#### Assigned task:
Your answer must be an exact copy of the data below.
● ● ● ● ● ● ●
PR #756, opened 2024-07-11
Monitor and pipeline improvements

SergeyTsimfer:
This PR brings incremental improvements to `Pipeline` and `Monitor` classes:

- for `Pipeline`, this PR fixes a long standing bug of finishing the main thread after getting the end of pipeline signal, but before processing all the batches. Other than that, it implements a way to provide a custom `Executor` instance as a target for `prefetch`: this helps a lot to mitigate the lack of `cudnn.benchmark` cache, which forces each new thread to re-benchmark the model;
- for `Monitors`, it gives a better distinction between system-wide (and rarely used) resources and the ones belonging to a process; also, it gives the ability to monitor other process by providing its PID. 
Finally, this PR implements serialization protocols for `process` and `GPU` monitors.


AlexeyKozhevin (approved):

AlexeyKozhevin:
Please update with changes from `master` branch.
● ● ● ● ● ● ●
#### Response area:
PR #756, opened 2024-07-11
Monitor and pipeline improvements

SergeyTsimfer:
This PR brings incremental improvements to `Pipeline` and `Monitor` classes:

- for `Pipeline`, this PR fixes a long standing bug of finishing the main thread after getting the end of pipeline signal, but before processing all the batches. Other than that, it implements a way to provide a custom `Executor` instance as a target for `prefetch`: this helps a lot to mitigate the lack of `cudnn.benchmark` cache, which forces each new thread to re-benchmark the model;
- for `Monitors`, it gives a better distinction between system-wide (and rarely used) resources and the ones belonging to a process; also, it gives the ability to monitor other process by providing its PID. 
Finally, this PR implements serialization protocols for `process` and `GPU` monitors.


AlexeyKozhevin (approved):

AlexeyKozhevin:
Please update with changes from `master` branch.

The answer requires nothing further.